On 1/23/24 08:54, David Binderman wrote:
>> Remove the second condition.  It is exactly the same as the first.
> I don't think the first condition is sufficient. I suspect something like
>
>        return (r2_start <= r1_start && r1_start <= r2_end) ||
>                (r2_start <= r1_end && r1_end <= r2_end);
>
> Given the range [r2_start .. r2_end], then if r1_start or r1_end
> are in that range, you have overlap.
>
> Unless you know different.

First of all, I've gotten these bounds checks wrong in code more times
than I can count. I have zero trust that I'll get them right. :)
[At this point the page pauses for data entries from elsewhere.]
PR #4760, opened 2020-01-06
Add interpreters 'csh' and 'tcsh' for language 'Tcsh'

friedc:
Make GitHub automatically recognize files with `#!/bin/csh` and `#!/bin/tcsh` shebangs as Tcsh.
## Checklist:

### DIFF
--- a/lib/linguist/languages.yml
+++ b/lib/linguist/languages.yml
@@ -5265,6 +5265,9 @@ Tcsh:
   extensions:
   - ".tcsh"
   - ".csh"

But the compiler seems to know different at least:

int overlaps1(unsigned long r1_start, unsigned long r1_end,
unsigned long r2_start, unsigned long r2_end)
{
return (r1_start <= r2_end && r1_end >= r2_start) ||
(r2_start <= r1_end && r2_end >= r1_start);
}

int overlaps2(unsigned long r1_start, unsigned long r1_end,
unsigned long r2_start, unsigned long r2_end)
{
return (r1_start <= r2_end && r1_end >= r2_start);
}

Results in:

0000000000001180 <overlaps1>:
1180: f3 0f 1e fa endbr64
1184: 48 39 cf cmp %rcx,%rdi
1187: 49 89 d0 mov %rdx,%r8
118a: 0f 96 c2 setbe %dl
118d: 31 c0 xor %eax,%eax
118f: 4c 39 c6 cmp %r8,%rsi
1192: 0f 93 c0 setae %al
1195: 21 d0 and %edx,%eax
1197: c3 ret
1198: 0f 1f 84 00 00 00 00 nopl 0x0(%rax,%rax,1)
119f: 00

00000000000011a0 <overlaps2>:
11a0: f3 0f 1e fa endbr64
11a4: 48 39 cf cmp %rcx,%rdi
11a7: 49 89 d0 mov %rdx,%r8
11aa: 0f 96 c2 setbe %dl
11ad: 31 c0 xor %eax,%eax
11af: 4c 39 c6 cmp %r8,%rsi
11b2: 0f 93 c0 setae %al
11b5: 21 d0 and %edx,%eax
11b7: c3 ret
11b8: 0f 1f 84 00 00 00 00 nopl 0x0(%rax,%rax,1)
11bf: 00

I also wrote a quick program to throw random numbers into both versions
and see if they differ. They never did, which they obviously can't if
they're the exact same instructions.